Negara kita terkenal akan kekayaan budaya dan Sumber Daya Alamnya. Begitu banyak kekayaan alam yang kita miliki dari Pulau Weh sampai Merauke, dari Pulau Miangas hingga Pulau Ndana baik diatas daratan hingga yang terpendam dibawah tanah dan bawah laut. Kekayaan yang kita miliki begitu melimpah ruah.
Hasil tambang, perkebunan, pertanian, hingga hasil laut semuanya dapat kita nikmati di negeri ini. Namun seluruh kekayaan itu tak urung menjadi incaran bangsa lain yang iri dengan Indonesia. Hal ini bahkan menjadi awal mula kita mengalami penjajahan beratus-ratus tahun lamanya. Perjuangan meraih dan mempertahankan kemerdekaan pun dilakukan dengan segenap tumpah darah, perjuangan, dan pengorbanan yang tiada hentinya.
Usai memproklamasikan kemerdekaan, bangsa Indonesia tak lantas dapat hidup bebas dan damai. Para penjajah berupaya menduduki kembali negeri ini dengan berbagai cara yang licik. Salah satu kilas balik sejarah yang menjadi bukti perjuangan mempertahankan kemerdekaan Indonesia yakni adanya pertempuran di Surabaya pada 10 November 1945.
Insiden Robeknya Bendera Belanda
Selepas runtuhnya penjajahan Jepang. Bung Karno dan Bung Hatta memproklamirkan kemerdekaan dan membentuk tatanan hukum Negara. Pada tanggal 31 Agustus 1945 pemerintah mengeluarkan maklumat yang mana berisi mengenai perintah untuk mengibarkan bendera nasional sang saka merah putih diseluruh penjuru Indonesia mulai esok harinya yakni tanggal 1 September 1945. Semarak kebahagiaan rakyat yang terlihat seiring berkibarnya bendera merah putih di seluruh tanah air tak terkecuali di Surabaya.
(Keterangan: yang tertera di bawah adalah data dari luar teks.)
PR #563, opened 2021-01-25
tests/formulae: don't skip new formulae

### LINKED ISSUE #562: test-bot shouldn't skip new formulae on ARM CI
This follows from https://github.com/Homebrew/homebrew-core/pull/69708.

Currently, test-bot does not attempt to build or test formulae using (I think) the following logic:

https://github.com/Homebrew/homebrew-test-bot/blob/86c53a3edab345504ebd2eb863ce87419ed837de/lib/tests/formulae.rb#L578-L585

This requires adding the `CI-force-arm` label so that test-bot will attempt an ARM build for new formulae. We shouldn't need to do this, and it would be good if `test-bot` recognises that a formula is new and attempt a build even if the `CI-force-arm` label is not set.

I'm still mulling over the right approach, so suggestions here would be appreciated.

carlocab:
Closes #562.
Closes https://github.com/Homebrew/homebrew-core/pull/69708.

Thanks, @bayandin.

### DIFF
--- a/lib/tests/formulae.rb
+++ b/lib/tests/formulae.rb
@@ -574,11 +574,13 @@ module Homebrew
           skip formula.name
           return
         end
+        new_formula = @added_formulae.include?(formula_name)
 
         if Hardware::CPU.arm? &&
            ENV["HOMEBREW_REQUIRE_BOTTLED_ARM"] &&
            !formula.bottled? &&
-           !formula.bottle_unneeded?
+           !formula.bottle_unneeded? &&
+           !new_formula
           opoo "#{formula.full_name} has not yet been bottled on ARM!"
           skip formula.name
           return
@@ -595,7 +597,6 @@ module Homebrew
         livecheck_args << "--full-name"
         livecheck_args << "--debug"
 
-        new_formula = @added_formulae.include?(formula_name)
         audit_args = [formula_name, "--online"]
         if new_formula
           audit_args << "--new-formula"


Rylan12:
What happens if a new formula depends on an existing formula that doesn't have an ARM bottle yet? I would think that we wouldn't want it to happen in this case, right?

carlocab:
It's not a _huge_ deal, as new formulae are not auto-merged anyway. That said, I am open to suggestions for how to implement skipping testing new formulae that depend on unbottled formulae.

Rylan12:
I see what you're saying but it does take extra CI time.

How about we modify the logic here so that a formula is only skipped on ARM if `brew unbottled` shows that there are dependencies that aren't yet bottled on ARM? Then, new formulae can be tested on ARM only if all of it's dependencies are bottled. Additionally, existing formulae are now automatically tested if there's even a possibility that they could work.

How often is it the case where all of a formula's dependencies are all bottled on ARM but the formula still can't build? I'd guess that this is relatively small (or we wouldn't be getting ready to announce official Apple Silicon support) so we can switch to an opt-out approach rather than an opt-in approach. Thoughts?

carlocab:
It does take extra CI time, but the ARM runners are hardly the bottleneck in the testing process. If we wanted to optimise CI, I don't think this is the most productive place to focus time and resources on.

>How often is it the case where all of a formula's dependencies are all bottled on ARM but the formula still can't build?

I'd guess about a third to half of the time I see the `no ARM bottle` label.

>we can switch to an opt-out approach rather than an opt-in approach.

I do like this idea. This is basically what (I think) we're doing anyway: when something looks like it might bottle, we set `CI-force-arm`, and then remove it and re-test later if it fails. Might be better to make use of a `CI-skip-ARM` flag instead.

Rylan12:
> I'd guess about a third to half of the time I see the `no ARM bottle` label.

That's a little higher than I was hoping, but at least it's no more than half 😅

In these cases, though, it sounds like the general process is "`no ARM bottle` --> `CI-force-ARM` --> failure --> remove `CI-force-ARM`". We could save a step by simply doing "failure -> `CI-skip-ARM`".

> I do like this idea. This is basically what (I think) we're doing anyway: when something looks like it might bottle, we set `CI-force-arm`, and then remove it and re-test later if it fails. Might be better to make use of a `CI-skip-ARM` flag instead.

Yeah, it sounds like it's just automating what's already being done and is a logical step forward.

> I think we may not even need to adopt special logic for new formulae if we take this approach.

Agreed

MikeMcQuaid:
> How about we modify the logic here so that a formula is only skipped on ARM if `brew unbottled` shows that there are dependencies that aren't yet bottled on ARM? Then, new formulae can be tested on ARM only if all of it's dependencies are bottled. Additionally, existing formulae are now automatically tested if there's even a possibility that they could work.

Instead of using `brew unbottled` I'd suggest we query the dependencies directly (as we do in a few other places).

Otherwise 👍🏻 from me.

MikeMcQuaid (approved):

MikeMcQuaid:
Merging as-is as this is an improvement on the status quo but agreed we should consider the case @Rylan12 mentioned if we see it pop up more than e.g. once.

carlocab:
Works as expected: https://github.com/Homebrew/homebrew-core/pull/69787

PR #568, opened 2021-02-02
cleanup: speedup cleanup on GitHub Actions.

MikeMcQuaid:
- move instead of deleting taps and node includes (when sensible)
- don't run `brew cleanup` unless self-hosted

### DIFF
--- a/lib/test_cleanup.rb
+++ b/lib/test_cleanup.rb
@@ -103,12 +103,13 @@ module Homebrew
 
       # Keep all "brew" invocations after HOMEBREW_REPOSITORY operations
       # (which cleans up Homebrew/brew)
-      Tap.names.each do |tap_name|
-        next if tap_name == tap&.name
-        next if ALLOWED_TAPS.include?(tap_name)
+      taps_to_remove = Tap.map do |t|
+        next if t.name == tap&.name
+        next if ALLOWED_TAPS.include?(t.name)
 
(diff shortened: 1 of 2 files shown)


lib/test_cleanup.rb
```diff
@@ -103,12 +103,13 @@ def cleanup_shared
 
       # Keep all "brew" invocations after HOMEBREW_REPOSITORY operations
       # (which cleans up Homebrew/brew)
-      Tap.names.each do |tap_name|
+      taps_to_remove = Tap.names.map do |tap_name|
         next if tap_name == tap&.name
```
dawidd6, line 107: Maybe `.select` would fit here better?

lib/test_cleanup.rb
```diff
@@ -103,12 +103,13 @@ def cleanup_shared
 
       # Keep all "brew" invocations after HOMEBREW_REPOSITORY operations
       # (which cleans up Homebrew/brew)
-      Tap.names.each do |tap_name|
+      taps_to_remove = Tap.names.map do |tap_name|
```
dawidd6, line 106: Maybe `.select` would fit here better?

MikeMcQuaid: It's mapping to the `path` value. It could be a `select` then a `map` but this feels a bit neater.

PR #525, opened 2020-11-26
brew bottle: Set HOMEBREW_NO_PATCHELF_RB_WRITE

sjackman:
Use Ruby patchelf to pour bottles, but not to build bottles. Set `HOMEBREW_NO_PATCHELF_RB_WRITE` unless `HOMEBREW_PATCHELF_RB_WRITE` is set.

PR #569, opened 2021-02-02
brew bottle: remove HOMEBREW_NO_PATCHELF_RB_WRITE

danielnachun:
This should revert this commit: https://github.com/Homebrew/homebrew-test-bot/pull/525#issuecomment-769695114 which disabled our Ruby implementation of `patchelf` when building in CI.  Now that we are confident this is working correctly correctly, we can allow the Ruby `patchelf` to be used in CI as well.


MikeMcQuaid:
Thanks @danielnachun!

sjackman:
cc @iMichka `brew bottle` is now using `patchelf.rb`. Heads up in case you see any weirdness.

PR #570, opened 2021-02-03
formulae: create failed dir only if nonexistent

carlocab:
Fixes https://github.com/Homebrew/brew/issues/10498.

I opted for a `File.directory?` check instead of `mkdir_p` since it seemed more transparent.


MikeMcQuaid (approved):

MikeMcQuaid:
Thanks @carlocab!

PR #575, opened 2021-02-17
lib/test_bot: use Bootsnap.

MikeMcQuaid:
This produces massive initialisation speedups when repeatedly running `brew` commands like `brew test-bot` does.

### DIFF
--- a/lib/test_bot.rb
+++ b/lib/test_bot.rb
@@ -52,6 +52,7 @@ module Homebrew
         raise UsageError, "cannot use --cleanup from HOMEBREW_PREFIX as it will delete all output."
       end
 
+      ENV["HOMEBREW_BOOTSNAP"] = "1"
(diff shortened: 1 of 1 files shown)


lib/test_bot.rb
```diff
@@ -52,6 +52,7 @@ def run!(args)
         raise UsageError, "cannot use --cleanup from HOMEBREW_PREFIX as it will delete all output."
       end
 
+      ENV["HOMEBREW_BOOTSNAP"] = "1"
```
carlocab, line 55: Just do double-check, is this no-op on ARM now too? I know it is when you're on portable-ruby, but I wasn't sure about ARM.

MikeMcQuaid: Yes. Homebrew/brew makes it a no-op anywhere it doesn't work.

carlocab (approved):

PR #577, opened 2021-02-24
lib/tests/formulae: fix gcc install infinite loop

Bo98:
`installed_gcc` would always be reset to `false`.


MikeMcQuaid (approved):

MikeMcQuaid:
Thanks @Bo98!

Namun kebahagian rakyat Surabaya tak berlangsung lama yakni ketika Mr. W.V.CH. Ploegman yang memimpin sekelompok orang Belanda tiba-tiba mengibarkan bendera Belanda yang berwarna merah putih dan biru di atas Hotel Yamato atau sebelumnya pada masa kedudukan Belanda dikenal dengan Hotel Oranye yang berlokasi di Jalan Tunjungan No. 65 Surabaya. Pengibaran bendera Belanda pada tanggal 18 September 1945 pukul 21.00 memicu kemarahan rakyat Surabaya dan dianggap menghina bendera Indonesia.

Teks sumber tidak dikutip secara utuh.